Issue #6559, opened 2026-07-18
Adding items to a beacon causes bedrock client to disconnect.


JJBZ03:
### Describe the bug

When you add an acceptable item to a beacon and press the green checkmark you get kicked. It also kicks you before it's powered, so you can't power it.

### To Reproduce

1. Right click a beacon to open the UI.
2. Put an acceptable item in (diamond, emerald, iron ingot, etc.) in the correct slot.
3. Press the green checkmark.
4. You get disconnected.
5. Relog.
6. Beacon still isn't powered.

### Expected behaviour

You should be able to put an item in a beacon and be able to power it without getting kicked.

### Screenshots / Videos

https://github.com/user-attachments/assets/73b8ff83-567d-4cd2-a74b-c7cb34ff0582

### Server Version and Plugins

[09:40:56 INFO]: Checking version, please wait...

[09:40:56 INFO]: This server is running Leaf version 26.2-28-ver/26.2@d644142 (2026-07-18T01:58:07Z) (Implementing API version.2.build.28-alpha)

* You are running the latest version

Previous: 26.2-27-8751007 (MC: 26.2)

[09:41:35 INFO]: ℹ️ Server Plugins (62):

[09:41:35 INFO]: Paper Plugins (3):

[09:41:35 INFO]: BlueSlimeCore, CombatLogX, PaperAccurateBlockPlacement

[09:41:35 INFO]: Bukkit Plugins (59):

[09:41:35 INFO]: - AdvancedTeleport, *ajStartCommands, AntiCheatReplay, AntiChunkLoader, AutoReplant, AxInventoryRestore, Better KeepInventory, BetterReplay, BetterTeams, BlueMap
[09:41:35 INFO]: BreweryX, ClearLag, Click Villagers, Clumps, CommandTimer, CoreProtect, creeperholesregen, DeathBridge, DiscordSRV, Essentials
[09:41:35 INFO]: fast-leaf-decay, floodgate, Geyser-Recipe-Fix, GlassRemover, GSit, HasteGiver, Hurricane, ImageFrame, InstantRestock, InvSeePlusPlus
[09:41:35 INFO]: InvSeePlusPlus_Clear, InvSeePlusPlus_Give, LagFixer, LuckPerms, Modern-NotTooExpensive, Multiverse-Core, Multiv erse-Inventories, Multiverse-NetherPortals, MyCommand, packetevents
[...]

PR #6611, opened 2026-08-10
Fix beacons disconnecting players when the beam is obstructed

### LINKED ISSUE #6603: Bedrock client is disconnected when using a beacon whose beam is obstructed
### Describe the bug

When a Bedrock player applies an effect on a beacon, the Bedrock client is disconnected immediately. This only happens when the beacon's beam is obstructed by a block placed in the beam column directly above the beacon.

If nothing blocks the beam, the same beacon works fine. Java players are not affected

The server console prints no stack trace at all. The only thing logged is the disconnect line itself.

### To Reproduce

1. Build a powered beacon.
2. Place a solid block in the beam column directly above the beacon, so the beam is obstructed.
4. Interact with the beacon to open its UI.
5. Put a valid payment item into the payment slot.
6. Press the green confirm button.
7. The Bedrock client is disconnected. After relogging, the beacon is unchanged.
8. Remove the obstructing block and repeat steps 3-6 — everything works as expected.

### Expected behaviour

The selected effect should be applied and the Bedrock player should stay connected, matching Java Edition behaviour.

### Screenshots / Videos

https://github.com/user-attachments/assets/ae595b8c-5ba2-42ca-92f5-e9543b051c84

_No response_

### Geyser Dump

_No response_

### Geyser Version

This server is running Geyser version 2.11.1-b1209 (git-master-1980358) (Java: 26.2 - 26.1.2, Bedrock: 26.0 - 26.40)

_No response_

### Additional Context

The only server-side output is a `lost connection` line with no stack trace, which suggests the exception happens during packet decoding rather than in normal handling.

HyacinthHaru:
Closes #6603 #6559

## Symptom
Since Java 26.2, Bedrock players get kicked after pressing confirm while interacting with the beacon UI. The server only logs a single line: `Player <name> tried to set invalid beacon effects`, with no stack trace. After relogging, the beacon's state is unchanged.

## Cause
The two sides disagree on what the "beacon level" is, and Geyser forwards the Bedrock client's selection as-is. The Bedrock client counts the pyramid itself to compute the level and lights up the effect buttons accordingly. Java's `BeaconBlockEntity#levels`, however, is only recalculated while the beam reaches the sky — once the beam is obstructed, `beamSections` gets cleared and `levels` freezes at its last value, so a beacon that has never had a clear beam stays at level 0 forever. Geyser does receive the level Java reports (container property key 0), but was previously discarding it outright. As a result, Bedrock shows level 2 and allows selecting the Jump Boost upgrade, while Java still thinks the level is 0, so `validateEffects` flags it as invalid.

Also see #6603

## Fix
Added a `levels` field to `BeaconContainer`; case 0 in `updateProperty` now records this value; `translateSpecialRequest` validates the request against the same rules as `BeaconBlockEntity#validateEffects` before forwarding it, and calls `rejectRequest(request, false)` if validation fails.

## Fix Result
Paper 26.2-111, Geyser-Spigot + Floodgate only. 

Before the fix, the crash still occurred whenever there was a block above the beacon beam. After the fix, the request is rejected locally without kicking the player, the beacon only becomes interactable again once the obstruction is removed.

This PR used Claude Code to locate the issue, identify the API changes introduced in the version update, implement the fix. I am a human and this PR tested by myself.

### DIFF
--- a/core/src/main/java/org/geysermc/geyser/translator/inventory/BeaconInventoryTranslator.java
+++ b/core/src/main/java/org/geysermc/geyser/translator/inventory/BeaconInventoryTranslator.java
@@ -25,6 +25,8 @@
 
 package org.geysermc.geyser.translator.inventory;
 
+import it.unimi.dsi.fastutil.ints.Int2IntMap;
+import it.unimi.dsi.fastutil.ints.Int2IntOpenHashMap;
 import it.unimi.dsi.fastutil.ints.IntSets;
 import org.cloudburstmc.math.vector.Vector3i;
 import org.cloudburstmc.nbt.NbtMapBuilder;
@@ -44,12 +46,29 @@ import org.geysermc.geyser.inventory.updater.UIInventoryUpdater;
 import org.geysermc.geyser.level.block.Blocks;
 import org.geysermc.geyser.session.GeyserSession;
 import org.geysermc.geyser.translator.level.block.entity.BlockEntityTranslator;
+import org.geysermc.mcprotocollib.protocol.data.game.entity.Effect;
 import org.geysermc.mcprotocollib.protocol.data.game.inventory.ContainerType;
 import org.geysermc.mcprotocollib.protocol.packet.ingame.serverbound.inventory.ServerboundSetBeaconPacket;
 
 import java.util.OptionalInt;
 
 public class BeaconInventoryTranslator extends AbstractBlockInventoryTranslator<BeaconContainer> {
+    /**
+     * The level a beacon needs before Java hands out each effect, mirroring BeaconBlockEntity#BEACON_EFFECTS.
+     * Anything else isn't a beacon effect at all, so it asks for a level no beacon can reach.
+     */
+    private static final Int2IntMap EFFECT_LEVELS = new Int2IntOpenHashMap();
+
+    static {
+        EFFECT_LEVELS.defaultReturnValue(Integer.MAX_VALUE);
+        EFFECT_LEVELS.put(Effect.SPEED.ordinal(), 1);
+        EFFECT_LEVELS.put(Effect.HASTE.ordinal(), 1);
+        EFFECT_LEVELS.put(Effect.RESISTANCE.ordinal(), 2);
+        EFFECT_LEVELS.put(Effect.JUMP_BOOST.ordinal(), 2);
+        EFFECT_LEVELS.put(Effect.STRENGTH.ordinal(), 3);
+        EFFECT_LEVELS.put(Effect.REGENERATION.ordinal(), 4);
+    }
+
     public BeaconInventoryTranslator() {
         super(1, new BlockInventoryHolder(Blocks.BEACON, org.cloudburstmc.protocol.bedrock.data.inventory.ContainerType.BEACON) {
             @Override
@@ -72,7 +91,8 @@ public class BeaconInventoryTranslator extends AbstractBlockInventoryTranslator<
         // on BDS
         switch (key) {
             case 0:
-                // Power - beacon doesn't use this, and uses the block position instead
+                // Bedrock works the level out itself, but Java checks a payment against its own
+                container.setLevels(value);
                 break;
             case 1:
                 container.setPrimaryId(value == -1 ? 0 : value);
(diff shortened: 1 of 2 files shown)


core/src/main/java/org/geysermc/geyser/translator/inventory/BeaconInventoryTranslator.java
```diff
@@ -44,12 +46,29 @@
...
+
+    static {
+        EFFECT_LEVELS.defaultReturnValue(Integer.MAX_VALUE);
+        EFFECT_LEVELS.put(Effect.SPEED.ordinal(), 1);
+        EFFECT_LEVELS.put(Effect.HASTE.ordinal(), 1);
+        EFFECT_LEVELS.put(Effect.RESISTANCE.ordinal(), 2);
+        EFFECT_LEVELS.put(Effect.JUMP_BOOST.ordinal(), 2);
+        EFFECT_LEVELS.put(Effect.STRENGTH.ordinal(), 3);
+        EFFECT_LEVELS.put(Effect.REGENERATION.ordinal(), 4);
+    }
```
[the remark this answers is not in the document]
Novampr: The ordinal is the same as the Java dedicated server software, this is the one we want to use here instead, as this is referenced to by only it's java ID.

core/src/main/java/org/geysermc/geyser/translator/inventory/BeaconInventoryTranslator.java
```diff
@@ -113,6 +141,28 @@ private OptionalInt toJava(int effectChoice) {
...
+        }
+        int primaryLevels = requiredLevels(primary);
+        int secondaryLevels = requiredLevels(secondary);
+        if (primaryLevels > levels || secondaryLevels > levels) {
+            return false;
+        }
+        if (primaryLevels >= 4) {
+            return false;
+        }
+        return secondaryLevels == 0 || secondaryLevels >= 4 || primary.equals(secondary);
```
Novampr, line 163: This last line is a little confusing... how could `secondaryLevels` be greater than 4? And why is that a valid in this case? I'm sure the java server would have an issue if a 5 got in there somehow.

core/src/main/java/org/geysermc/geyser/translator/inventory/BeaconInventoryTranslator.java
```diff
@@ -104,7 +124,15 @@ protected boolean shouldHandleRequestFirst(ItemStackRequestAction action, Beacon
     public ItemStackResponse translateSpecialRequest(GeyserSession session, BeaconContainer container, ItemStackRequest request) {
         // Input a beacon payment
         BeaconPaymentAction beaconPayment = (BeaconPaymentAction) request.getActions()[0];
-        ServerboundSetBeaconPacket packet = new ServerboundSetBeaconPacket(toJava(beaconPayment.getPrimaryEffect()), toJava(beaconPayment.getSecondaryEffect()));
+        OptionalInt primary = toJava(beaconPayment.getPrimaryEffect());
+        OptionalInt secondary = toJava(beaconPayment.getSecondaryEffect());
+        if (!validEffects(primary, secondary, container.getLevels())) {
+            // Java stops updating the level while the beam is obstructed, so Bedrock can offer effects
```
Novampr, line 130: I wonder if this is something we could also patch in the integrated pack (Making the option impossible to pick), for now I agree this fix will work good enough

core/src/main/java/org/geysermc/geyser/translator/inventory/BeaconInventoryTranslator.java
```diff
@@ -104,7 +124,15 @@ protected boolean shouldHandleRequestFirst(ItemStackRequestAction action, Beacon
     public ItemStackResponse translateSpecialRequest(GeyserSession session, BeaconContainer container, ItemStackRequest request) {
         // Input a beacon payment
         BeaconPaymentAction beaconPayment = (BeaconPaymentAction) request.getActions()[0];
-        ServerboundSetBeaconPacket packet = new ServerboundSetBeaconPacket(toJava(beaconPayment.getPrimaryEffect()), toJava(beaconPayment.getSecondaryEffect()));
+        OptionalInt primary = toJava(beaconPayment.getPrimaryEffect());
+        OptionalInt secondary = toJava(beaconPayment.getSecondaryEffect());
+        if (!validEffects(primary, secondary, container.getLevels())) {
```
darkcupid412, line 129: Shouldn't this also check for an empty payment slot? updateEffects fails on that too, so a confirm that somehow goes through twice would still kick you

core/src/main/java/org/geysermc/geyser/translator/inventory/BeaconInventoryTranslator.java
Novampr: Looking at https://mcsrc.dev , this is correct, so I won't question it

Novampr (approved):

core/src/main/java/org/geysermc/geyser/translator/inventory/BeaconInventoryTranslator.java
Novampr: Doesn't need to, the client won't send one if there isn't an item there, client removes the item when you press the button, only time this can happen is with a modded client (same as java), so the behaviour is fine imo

########

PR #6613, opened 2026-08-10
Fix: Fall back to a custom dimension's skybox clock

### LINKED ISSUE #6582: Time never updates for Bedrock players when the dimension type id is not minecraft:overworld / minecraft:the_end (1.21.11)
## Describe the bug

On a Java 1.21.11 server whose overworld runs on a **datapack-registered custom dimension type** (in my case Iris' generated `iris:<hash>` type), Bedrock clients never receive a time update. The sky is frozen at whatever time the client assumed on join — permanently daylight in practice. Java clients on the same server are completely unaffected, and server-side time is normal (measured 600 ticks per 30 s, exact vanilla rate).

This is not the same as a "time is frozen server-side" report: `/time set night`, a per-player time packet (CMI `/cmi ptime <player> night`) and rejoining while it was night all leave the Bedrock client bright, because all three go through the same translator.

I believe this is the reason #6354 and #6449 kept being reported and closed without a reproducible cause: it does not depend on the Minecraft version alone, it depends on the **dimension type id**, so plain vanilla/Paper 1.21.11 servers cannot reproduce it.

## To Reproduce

########

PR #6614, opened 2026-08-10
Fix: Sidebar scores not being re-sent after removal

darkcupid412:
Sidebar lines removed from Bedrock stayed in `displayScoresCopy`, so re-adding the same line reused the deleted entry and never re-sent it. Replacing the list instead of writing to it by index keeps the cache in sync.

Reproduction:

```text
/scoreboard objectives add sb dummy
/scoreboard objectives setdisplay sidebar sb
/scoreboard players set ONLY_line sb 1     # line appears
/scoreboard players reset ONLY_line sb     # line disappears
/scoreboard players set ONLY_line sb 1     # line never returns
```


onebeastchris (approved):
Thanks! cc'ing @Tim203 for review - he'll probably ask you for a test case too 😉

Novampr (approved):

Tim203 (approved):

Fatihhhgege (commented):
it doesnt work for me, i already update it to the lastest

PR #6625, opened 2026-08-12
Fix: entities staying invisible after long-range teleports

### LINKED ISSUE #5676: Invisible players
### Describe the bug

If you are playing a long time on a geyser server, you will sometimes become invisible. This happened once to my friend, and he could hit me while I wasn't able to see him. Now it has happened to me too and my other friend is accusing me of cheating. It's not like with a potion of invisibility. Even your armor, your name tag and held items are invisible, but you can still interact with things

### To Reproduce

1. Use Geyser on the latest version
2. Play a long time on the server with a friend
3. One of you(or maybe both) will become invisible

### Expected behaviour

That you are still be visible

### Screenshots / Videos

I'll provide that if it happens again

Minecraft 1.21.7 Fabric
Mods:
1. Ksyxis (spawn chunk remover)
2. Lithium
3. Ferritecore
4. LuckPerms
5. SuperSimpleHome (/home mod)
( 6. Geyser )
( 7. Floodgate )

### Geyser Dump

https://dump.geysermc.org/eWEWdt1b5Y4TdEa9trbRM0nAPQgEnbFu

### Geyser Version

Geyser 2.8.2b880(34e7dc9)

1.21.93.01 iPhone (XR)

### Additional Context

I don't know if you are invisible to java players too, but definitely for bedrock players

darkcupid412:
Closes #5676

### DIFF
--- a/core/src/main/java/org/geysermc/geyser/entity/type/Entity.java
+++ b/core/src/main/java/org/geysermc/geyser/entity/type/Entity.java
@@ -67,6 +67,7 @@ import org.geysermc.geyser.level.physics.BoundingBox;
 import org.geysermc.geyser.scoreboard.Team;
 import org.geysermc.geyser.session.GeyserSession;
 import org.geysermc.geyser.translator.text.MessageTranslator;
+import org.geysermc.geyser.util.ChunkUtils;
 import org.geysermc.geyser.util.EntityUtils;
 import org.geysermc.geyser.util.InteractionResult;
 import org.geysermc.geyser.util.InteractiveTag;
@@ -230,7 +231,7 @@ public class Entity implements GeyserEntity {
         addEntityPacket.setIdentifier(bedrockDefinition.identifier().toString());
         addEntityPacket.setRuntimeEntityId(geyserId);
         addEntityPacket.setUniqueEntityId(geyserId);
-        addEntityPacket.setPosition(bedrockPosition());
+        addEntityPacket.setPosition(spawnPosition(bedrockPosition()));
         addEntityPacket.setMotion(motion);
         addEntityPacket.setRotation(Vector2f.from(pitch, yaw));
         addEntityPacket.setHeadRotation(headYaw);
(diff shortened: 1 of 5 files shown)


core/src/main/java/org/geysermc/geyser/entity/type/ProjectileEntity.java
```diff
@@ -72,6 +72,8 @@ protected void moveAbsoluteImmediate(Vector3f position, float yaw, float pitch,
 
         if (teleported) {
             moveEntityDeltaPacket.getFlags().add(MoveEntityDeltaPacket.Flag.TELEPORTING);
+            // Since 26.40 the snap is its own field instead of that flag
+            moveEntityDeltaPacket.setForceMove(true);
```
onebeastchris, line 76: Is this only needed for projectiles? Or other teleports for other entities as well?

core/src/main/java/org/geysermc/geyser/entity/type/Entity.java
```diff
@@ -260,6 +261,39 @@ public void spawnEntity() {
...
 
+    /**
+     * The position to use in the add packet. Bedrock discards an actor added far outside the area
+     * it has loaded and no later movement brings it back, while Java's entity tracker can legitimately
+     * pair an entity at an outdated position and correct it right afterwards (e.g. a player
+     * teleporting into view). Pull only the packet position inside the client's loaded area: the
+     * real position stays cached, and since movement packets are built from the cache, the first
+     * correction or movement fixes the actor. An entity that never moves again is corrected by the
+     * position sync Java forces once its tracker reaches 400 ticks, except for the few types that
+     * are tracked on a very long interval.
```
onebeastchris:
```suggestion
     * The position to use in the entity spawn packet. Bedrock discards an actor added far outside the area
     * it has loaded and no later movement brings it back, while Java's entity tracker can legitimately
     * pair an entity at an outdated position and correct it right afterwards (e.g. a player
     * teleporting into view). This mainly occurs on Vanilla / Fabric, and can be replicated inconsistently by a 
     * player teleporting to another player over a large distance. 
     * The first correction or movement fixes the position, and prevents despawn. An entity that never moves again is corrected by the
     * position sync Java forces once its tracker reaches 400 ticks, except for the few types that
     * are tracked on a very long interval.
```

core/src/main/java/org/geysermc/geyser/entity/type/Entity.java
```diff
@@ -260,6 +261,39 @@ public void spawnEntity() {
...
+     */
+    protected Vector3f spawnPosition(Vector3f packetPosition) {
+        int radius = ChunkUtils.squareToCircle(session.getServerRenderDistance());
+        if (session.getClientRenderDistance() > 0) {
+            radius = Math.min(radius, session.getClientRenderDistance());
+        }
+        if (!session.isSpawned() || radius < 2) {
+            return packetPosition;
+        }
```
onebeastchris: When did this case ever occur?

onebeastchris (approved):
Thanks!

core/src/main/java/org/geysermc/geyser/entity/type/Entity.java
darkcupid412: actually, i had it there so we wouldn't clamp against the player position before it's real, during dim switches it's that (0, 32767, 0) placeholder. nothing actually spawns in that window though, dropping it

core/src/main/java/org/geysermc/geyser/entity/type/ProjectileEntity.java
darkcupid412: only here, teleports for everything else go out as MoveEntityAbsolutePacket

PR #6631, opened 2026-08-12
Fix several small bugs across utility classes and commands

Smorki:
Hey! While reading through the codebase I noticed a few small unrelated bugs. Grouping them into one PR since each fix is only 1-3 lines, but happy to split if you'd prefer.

########

**Work request:**
The required answer is the count of lines in the listing that contain the word "Fabric", with no other text.

**Answer space:**
2